French citizenship notwithstanding, it is also important to realize that other ideas that are being floated here in the U.S. (though, thankfully, not yet in Congress) are denying health care to illegal immigrants and denying their children public schooling (http://immigration.about.com/od/ussocialeconomicissues/i/EduIllegalIss.htm); creating an even-less-educated, unhealthy population is a straight road to the Paris riots, and denying American-born people citizenship will only exacerbate it.

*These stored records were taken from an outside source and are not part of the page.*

PR #3037, opened 2020-07-22
Strip invalid emails from consent payload

adamledwards:
### Description of change
We have been experiencing error 400 BAD REQUEST responses from the legal-basis service since we turn the feature on this is due to invalid data that the consent service rejects. 
In datahub there are empty emails and also invalid the latest example was an email in the following format`fake.name.@example-com` (real name and domain striped) it had a hyphen between the domain name and the top level domain instead of a dot.

In the PR has introduced a `is_valid_email` method that uses Django internal email validators to strip out invalid emails.

### Checklist

  <details>
  
  </details>
  
  <details>
  
  </details>

### General points

<details>

</details>

### DIFF
--- a/datahub/dataset/contact/views.py
+++ b/datahub/dataset/contact/views.py
@@ -1,3 +1,6 @@
+from django.core.exceptions import ValidationError
+from django.core.validators import validate_email
+
 from datahub.company import consent
 from datahub.company.constants import GET_CONSENT_FROM_CONSENT_SERVICE
 from datahub.company.models.contact import Contact
@@ -14,6 +17,14 @@ class ContactsDatasetView(BaseDatasetView):
     various reports to the users out of flattened table and let analyst to work on denormalized
     table to get more meaningful insight.
     """
+
+    def _is_valid_email(self, value):
+        """Validate if emails are valid and return a boolean flag."""
+        try:
+            validate_email(value)
+            return True
+        except ValidationError:
+            return False
 
     def get_dataset(self):
         """Returns list of Contacts Dataset records"""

As far as why I think this is a racial issue - because right now the issue is with Mexicans. Sure, immigration hasn't been completely sorted out with regards to people from other countries, but the reason it's a hot issue is people from Mexico & the rest of Central America.

Date: 2006-05-04 01:22 am (UTC)
From: [identity profile] crouchback.livejournal.com
Part of the reason European countries were leery of jus soli citizenship was that most of them were built around an ethnic core, and letting peple from another ethnic core become citizens led to trouble when the nation built around that ethnic core started making territorial demands based on the presence of their kin in that territory. This is a post Napoleonic (and post-WWI in particular, after we Americans pushed the idea of self-determination) phenomenon, and the Sudeten Germans are probably the best example. It is not a totally irraitonal fear, though, and this is a major issue in relations between two of the Baltic States (Latvia and Estonia) and Russia: Latvia and Estonia have sizable ethnic Russian populations who are concentrated right on their border with Russia, and some Russian politicans talk about annexing those areas-talk which makes the Estonians and Latians really nervous given their last experience under Russian occupation. Since those two Baltic states are also NATO members, and we are thus pledged to defend them, it's a major headache for us, too.

The thinking was that people who, by jus sanguis, were citizens of another nation could move there.

I think that, while some people are obviously motivated by racial animus, the core problems would be there if, say, we swapped Mexico for a comparable, non-Hispanic country with high corruption, low social mobility and a poor economy: Ukraine, say. (You are right that the overwhelming majority of our illegal immigration comes from Latin America, and in particlar from Mexico {Mexicans are a majority of our illegal population}, but I think that's due mainly to lousy conditions in those countries-we'd be getting a crapload of Canadians if Canada were ruled by a corrupt kleptocracy) I also think that this problem would be ameriolated if we overhauled our immigration system to make legal immigration (whether aimed at eventual citizenship or permanent residency) easier.